MAE using Pipeline and GridSearchCV

Question:

I am facing a challenge finding Mean Average Error (MAE) using Pipeline and GridSearchCV

Background:

I have worked on a Data Science project (MWE as below) where a MAE value would be returned of a classifier as it’s performance metric.

#Library
import pandas as pd
from sklearn.ensemble import RandomForestClassifier
from sklearn.model_selection import train_test_split
from sklearn.metrics import mean_absolute_error

#Data import and preparation
data = pd.read_csv("data.csv")
data_features = ['location','event_type_count','log_feature_count','total_volume','resource_type_count','severity_type']
X = data[data_features]
y = data.fault_severity

#Train Validation Split for Cross Validation
X_train, X_valid, y_train, y_valid = train_test_split(X, y, train_size=0.8, test_size=0.2, random_state=0)

#RandomForest Modeling
RF_model = RandomForestClassifier(n_estimators=100, random_state=0)
RF_model.fit(X_train, y_train)

#RandomForest Prediction
y_predict = RF_model.predict(X_valid)

#MAE 
print(mean_absolute_error(y_valid, y_predict))
#Output:
#   0.38727149627623564

Challenge:

Now I am trying to implement the same using Pipeline and GridSearchCV (MWE as below). The expectation is the same MAE value would be returned as above. Unfortunately I could not get it right using the 3 approaches below.

#Library
import pandas as pd
from sklearn.ensemble import RandomForestClassifier
from sklearn.model_selection import train_test_split
from sklearn.pipeline import Pipeline
from sklearn.model_selection import GridSearchCV

#Data import and preparation
data = pd.read_csv("data.csv")
data_features = ['location','event_type_count','log_feature_count','total_volume','resource_type_count','severity_type']
X = data[data_features]
y = data.fault_severity

#Train Validation Split for Cross Validation
X_train, X_valid, y_train, y_valid = train_test_split(X, y, train_size=0.8, test_size=0.2, random_state=0)

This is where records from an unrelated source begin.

PR #1356, opened 2022-11-07
Input Selection

### LINKED ISSUE #1355: Implement new ISA

thibault-martinez:
## Change checklist


client/src/api/block_builder/input_selection/new/mod.rs
```diff
@@ -0,0 +1,143 @@
...
+impl InputSelection {
+    pub fn filter(mut self, addresses: &[Address]) -> Self {
+        let addresses = addresses
+            .iter()
+            // TODO meh
+            .copied()
+            .chain(self.available_inputs.iter().filter_map(|input| match &input.output {
+                Output::Alias(output) => Some(Address::Alias(AliasAddress::from(
+                    output.alias_id().or_from_output_id(*input.output_id()),
+                ))),
```
Thoralf-M: I think here we need to over the outputs and check the state transition, if state index is the same as in the input, then it's a governor transition and then the address isn't unlocked
In all other cases the input selection would add them as state controller transition and then the address would be unlocked

client/src/api/block_builder/input_selection/new/burn.rs
```diff
@@ -0,0 +1,76 @@
...
+// SPDX-License-Identifier: Apache-2.0
+
+use std::collections::{HashMap, HashSet};
+
+use primitive_types::U256;
+
+use crate::block::output::{AliasId, FoundryId, NftId, TokenId};
+
+/// A type to explicit what needs to be burned during input selection.
+#[derive(Default)]
```
Thoralf-M: Should this have Deserialize derived, so the bindings can provide it as JSON without us requiring an additional type? Serde rename to camelCase should then also be added

client/src/api/block_builder/input_selection/new/helper.rs
```diff
@@ -0,0 +1,38 @@
...
+        outputs
+            .iter()
+            .find_map(|output| {
+                if let Output::Alias(alias_output) = output {
+                    if *alias_output.alias_id() == alias_id {
+                        if alias_output.state_index() == alias_input.state_index() {
+                            // Governance transition.
+                            Some(Some(false))
+                        } else {
+                            // State transition.
```
Thoralf-M: To be valid the new state index needs to be +1, maybe we should also check this here?

client/src/api/block_builder/input_selection/new/mod.rs
```diff
@@ -0,0 +1,297 @@
...
+        let is_alias_state_transition = is_alias_state_transition(input, &outputs)?.unwrap_or(false);
+        let (required_address, _) =
+            input
+                .output
+                .required_and_unlocked_address(self.timestamp, input.output_id(), is_alias_state_transition)?;
+
+        match required_address {
+            Address::Alias(alias_address) => Ok(Some(Requirement::Alias(*alias_address.alias_id()))),
+            Address::Nft(nft_address) => Ok(Some(Requirement::Nft(*nft_address.nft_id()))),
+            _ => Ok(None),
```
Thoralf-M, line 76: Why are Ed25519 addresses not required?

client/src/api/block_builder/input_selection/new/mod.rs
```diff
@@ -0,0 +1,297 @@
...
+                _ => None,
+            }));
+
+        // self.available_inputs.retain(|input| input.can_be_unlocked_now(input, addresses, ???, self.time))
+
+        self
+    }
+
+    /// Selects inputs that meet the requirements of the outputs to satisfy the semantic validation of the overall
+    /// transaction. Also creates outputs if transitions are required.
```
Thoralf-M: Maybe something like this to include the remainder 
```suggestion
    /// transaction. Also creates a remainder output and chain transition outputs if required.
```

client/src/api/block_builder/input_selection/new/remainder.rs
```diff
@@ -0,0 +1,111 @@
...
+
+// Gets the remainder address from configuration of finds one from the inputs.
+// TODO should this also look for non-ed25519 addresses?
+// TODO should this also check available inputs ? not only selected.
+fn get_remainder_address(selected_inputs: &[InputSigningData], remainder_address: Option<Address>) -> Option<Address> {
+    if remainder_address.is_some() {
+        return remainder_address;
+    }
+
+    // TODO need to check timelock/expiration?
```
Thoralf-M:
```suggestion
    // TODO need to check timelock/expiration
```
:trollface:

client/src/api/block_builder/input_selection/new/remainder.rs
```diff
@@ -0,0 +1,111 @@
...
+    let mut output_native_tokens = get_native_tokens(outputs.iter().map(|output| &output.output))?;
+    let (minted_native_tokens, melted_native_tokens) = get_minted_and_melted_native_tokens(selected_inputs, outputs)?;
+
+    input_native_tokens.merge(minted_native_tokens)?;
+    output_native_tokens.merge(melted_native_tokens)?;
+    // TODO also merge burn
+
+    let native_tokens_diff = get_native_tokens_diff(&input_native_tokens, &output_native_tokens)?;
+
+    if inputs_sum > outputs_sum || native_tokens_diff.is_some() {
```
Thoralf-M: `if native_tokens_diff.is_some()`, but `inputs_sum <= outputs_sum` we would need to check if we can add more inputs, which is currently not happening, right?

client/src/api/block_builder/input_selection/new/requirement/base_token.rs
```diff
@@ -0,0 +1,160 @@
...
+        unlock_condition::UnlockCondition, AliasOutputBuilder, FoundryOutputBuilder, NftOutputBuilder, Output, Rent,
+    },
+    error::{Error, Result},
+    secret::types::InputSigningData,
+};
+
+// TODO checked operations ?
+
+pub(crate) fn base_token_sums(selected_inputs: &[InputSigningData], outputs: &[OutputInfo]) -> (u64, u64) {
+    let inputs_sum = selected_inputs.iter().map(|input| input.output.amount()).sum::<u64>();
```
Thoralf-M: The amount of SDRs is not subtracted here, if the required outputs with the SDR aren't created yet it might lead to some wrong result, because it could look as if more is "free" available even though it actually isn't

Looks fine how it's used now, but probably good to add a comment in case we want to use it also somewhere else

client/src/api/block_builder/input_selection/new/requirement/base_token.rs
```diff
@@ -0,0 +1,160 @@
...
+        // TODO this would be lowest amount of input strategy.
+        self.available_inputs
+            .sort_by(|left, right| left.output.amount().cmp(&right.output.amount()));
+
+        'overall: {
+            // 1. Basic with ED25519 address and nothing else
+            {
+                let inputs = self.available_inputs.iter().filter(|input| {
+                    if let Output::Basic(output) = &input.output {
+                        if let [UnlockCondition::Address(address)] = output.unlock_conditions().as_ref() {
```
Thoralf-M: I would say with an expired timelock and or expiration where our address is in the expiration unlock condition it should be used the same way

Is that what was meant with `// 2. Basic with ED25519 address and other things ????`?  Could be merged I think

client/src/api/block_builder/input_selection/new/requirement/base_token.rs
```diff
@@ -0,0 +1,160 @@
...
+                    .filter(|input| !input.output.is_basic())
+                    .peekable();
+
+                if inputs.peek().is_some() {
+                    for input in inputs {
+                        inputs_sum += input.output.amount();
+                        newly_selected_inputs.push(input.clone());
+                        newly_selected_ids.insert(*input.output_id());
+
+                        if inputs_sum >= outputs_sum {
```
Thoralf-M: This would be wrong if there is an input that requires us to create a storage deposit return output?

client/src/api/block_builder/input_selection/new/requirement/sender.rs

#RandomForest Modeling via Pipeline and Hyper-parameter tuning
steps = [('rf', RandomForestClassifier(random_state=0))]
pipeline = Pipeline(steps) # define the pipeline object.
parameters = {'rf__n_estimators':[100]}
grid = GridSearchCV(pipeline, param_grid=parameters, scoring='neg_mean_squared_error', cv=None, refit=True)
grid.fit(X_train, y_train)

#Approach 1:
print(grid.best_score_)
# Output:
#    -0.508130081300813

#Approach 2:
y_predict=grid.predict(X_valid)
print("score = %3.2f"%(grid.score(y_predict, y_valid)))
# Output:
#    ValueError: Expected 2D array, got 1D array instead:
#    array=[0. 0. 0. ... 0. 1. 0.].
#    Reshape your data either using array.reshape(-1, 1) if your data has a single feature or array.reshape(1, -1) if it contains a single sample.

#Approach 3:
y_predict_df = pd.DataFrame(y_predict.reshape(len(y_predict), -1),columns=['fault_severity'])
print("score = %3.2f"%(grid.score(y_predict_df, y_valid)))
# Output: 
#    ValueError: Number of features of the model must match the input. Model n_features is 6 and input n_features is 1 

Discussion:

Approach 1:
As in GridSearchCV() the scoring variable is set to neg_mean_squared_error, tried to read the grid.best_score_. But it did not get the same MAE result.

Approach 2:
Tried to get the y_predict values using grid.predict(X_valid). Then tried to get the MAE using grid.score(y_predict, y_valid) as the scoring variable in GridSearchCV() is set to neg_mean_squared_error. It returned a ValueError complaining “Expected 2D array, got 1D array instead”.

Approach 3:
Tried to reshape y_predict and it did not work either. This time it returned “ValueError: Number of features of the model must match the input.”

It would be helpful if you can assist to point where I could have made the error?

If you need, the data.csv is available at https://www.dropbox.com/s/t1h53jg1hy4x33b/data.csv

Thank you very much

Asked By: Saravanan K

||

Answers:

You are trying to compare mean_absolute_error with neg_mean_squared_error which is very different refer here for more details. You should have used neg_mean_absolute_error in your GridSearchCV object creation like shown below:

grid = GridSearchCV(pipeline, param_grid=parameters,scoring='neg_mean_absolute_error', cv=None, refit=True)

Also, the score method in sklearn takes (X,y) as inputs, where x is your input feature of shape (n_samples, n_features) and y is the target labels, you need to change your grid.score(y_predict, y_valid) into grid.score(X_valid, y_valid).